PR #20185, opened 2020-04-09
Modify RBAC Authorizer log message

gauravsofat:
With reference to [this](https://github.com/kubernetes/kubernetes/issues/89458) issue which was resolved using [this](https://github.com/kubernetes/kubernetes/pull/89608) PR, the RBAC authoriser log message prefix has been modified from `RBAC DENY:` to `RBAC`. This is done to reflect the tristate nature of the authoriser which also uses a NoOpinion decision. 
Consequently, this PR aims to reflect this change in the documentation as well.

### DIFF
--- a/content/en/docs/reference/access-authn-authz/rbac.md
+++ b/content/en/docs/reference/access-authn-authz/rbac.md
@@ -1182,7 +1182,7 @@ allowed by *either* the RBAC or ABAC policies is allowed.
 
 When the kube-apiserver is run with a log level of 5 or higher for the RBAC component
 (`--vmodule=rbac*=5` or `--v=5`), you can see RBAC denials in the API server log
-(prefixed with `RBAC:`).
+(prefixed with `RBAC`).
 You can use that information to determine which roles need to be granted to which users, groups, or service accounts.
 
 Once you have [granted roles to service accounts](#service-account-permissions) and workloads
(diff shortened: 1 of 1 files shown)


content/en/docs/reference/access-authn-authz/rbac.md
```diff
@@ -1182,7 +1182,7 @@ allowed by *either* the RBAC or ABAC policies is allowed.
 
 When the kube-apiserver is run with a log level of 5 or higher for the RBAC component
 (`--vmodule=rbac*=5` or `--v=5`), you can see RBAC denials in the API server log
-(prefixed with `RBAC DENY:`).
+(prefixed with `RBAC:`).
```
liggitt, line 1185:
```suggestion
(prefixed with `RBAC`).
```

gauravsofat: Hi @liggitt, the prefixes on the rest of the page (specifically [this](https://github.com/kubernetes/website/blob/1b47d0191b61c77aef77101116a431c975c6d450/content/en/docs/reference/access-authn-authz/rbac.md#referring-to-subjects) subsection) preserve their colons, which is why I did the same for this instance. Wouldn't it help maintain uniformity across the page?

liggitt: Dropping the colon would make the stated prefix match both the old and the message

gauravsofat: Understood, thanks for the clarification.

sftim:
D'oh! The fix is in Kubernetes _master_ but is it released? If it's a change for v1.19 then I've approved this for the wrong branch.

sftim:
On the other hand, the prefix of RBAC stands whether you're seeing the old or the new behavior.

liggitt:
> On the other hand, the prefix of RBAC stands whether you're seeing the old or the new behavior.

Exactly, that was my intent :)

PR #20200, opened 2020-04-09
Make feature-state tag usage consistent

liggitt:
Fix feature-state typos and consistently specify version with a leading `v`


content/en/docs/tasks/access-kubernetes-api/custom-resources/custom-resource-definition-versioning.md
```diff
@@ -275,7 +275,7 @@ the version.
 
 ## Webhook conversion
 
-{{< feature-state state="stable" for_kubernetes_version="1.16" >}}
```
liggitt, line 278: this was a typo and had the effect of making the docs render with the current version instead of 1.16

zacharysarah:
@liggitt Nice fix!

/lgtm
/approve

PR #20201, opened 2020-04-09
Fix feature-state typo

liggitt:


zacharysarah:
@liggitt 👋 The change from #20200 in `master` will join `release-1.18` the next time the release lead fast forwards the branch, so in the interest of avoiding possible merge conflicts, let's close this one.

/close

PR #20205, opened 2020-04-09
Adding quotes to examples in Ingress blog post

robscott:
Unfortunately our wildcard example actually broke badly without quotes as surfaced by https://github.com/kubernetes/kubernetes/issues/90005. I've updated both YAML examples to include quotes.


onlydole:
Thank you, @robscott! 
/approve

PR #20228, opened 2020-04-10
Better error message when window is too narrow to display Terminal

cesarpino:
If the desktop window is too narrow, Terminal does not show.
The old message was confusing in that case.
The new message can be understood in both contexts, when I use a mobile terminal, o when I use a narrow window in a desktop


cesarpino:
SIgned

sftim:
@BenHall FYI
/lgtm

BenHall:
Thanks! Looks good.

PR #18050, opened 2019-12-10
Tweak object concept

sftim:
Whilst most objects have a spec, it will confuse readers who come to this page from a page about an object that doesn't (eg Secret, Namespace, Role).

/kind cleanup

PR #20253, opened 2020-04-11
Added missing word back again

chrizel:
Added missing word "system" back again, which got removed by #18050


chrizel:
I signed it

PR #20291, opened 2020-04-13
Fix incorrect here document in https://k8s.io/docs/setup/production-environment/tools/kubeadm/

### LINKED ISSUE #20279: Issue with k8s.io/docs/setup/production-environment/tools/kubeadm/
**This is a Bug Report**

**Problem:**
The getting started guide doesn't work on CentOS 7.7.1908.
The section **_Installing kubeadm, kubelet and kubectl_** contains an error in this line:
`baseurl=https://packages.cloud.google.com/yum/repos/kubernetes-el7-$basearch`
Whereas `$basearch` is not defined.

**Proposed Solution:**
Replace `$basearch` with `$(uname -m)`

**Page to Update:**
https://kubernetes.io/docs/setup/production-environment/tools/kubeadm

sftim:
Amend https://k8s.io/docs/setup/production-environment/tools/kubeadm/
The existing here document for setting up YUM on RHEL / CentOS would try to copy `$basearch` from the environment, rather than let YUM use its own variables.

Fix that.

I've tested the heredoc works how I expect. I haven't end-to-end tested that the fixed documentation works on RHEL / CentOS.

/priority important-soon
/sig cluster-lifecycle

Fixes #20279

### DIFF
--- a/content/en/docs/setup/production-environment/tools/kubeadm/install-kubeadm.md
+++ b/content/en/docs/setup/production-environment/tools/kubeadm/install-kubeadm.md
@@ -194,7 +194,7 @@ sudo apt-mark hold kubelet kubeadm kubectl
 cat <<EOF > /etc/yum.repos.d/kubernetes.repo
 [kubernetes]
 name=Kubernetes
-baseurl=https://packages.cloud.google.com/yum/repos/kubernetes-el7-$basearch
+baseurl=https://packages.cloud.google.com/yum/repos/kubernetes-el7-\$basearch
 enabled=1
 gpgcheck=1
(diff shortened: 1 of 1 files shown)


neolit123:
can this be backported to dev-1.18?

sftim:
@neolit123 the _master_ branch deploys Kubernetes documentation for v1.18

No need for a backport unless you also want to cover older documentation (which might be justifiable; I'd be willing to listen to a case made for that).

sftim:
I think we could actually delete _dev-1.18_; I'm not sure what that branch is used for.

● ● ● ●

#### [ABOUT THIS EXERCISE]
For this task, copy every line of the material in which "production" appears.

#### [EXERCISE RESULT]
Fix incorrect here document in https://k8s.io/docs/setup/production-environment/tools/kubeadm/
### LINKED ISSUE #20279: Issue with k8s.io/docs/setup/production-environment/tools/kubeadm/
https://kubernetes.io/docs/setup/production-environment/tools/kubeadm
Amend https://k8s.io/docs/setup/production-environment/tools/kubeadm/
--- a/content/en/docs/setup/production-environment/tools/kubeadm/install-kubeadm.md
+++ b/content/en/docs/setup/production-environment/tools/kubeadm/install-kubeadm.md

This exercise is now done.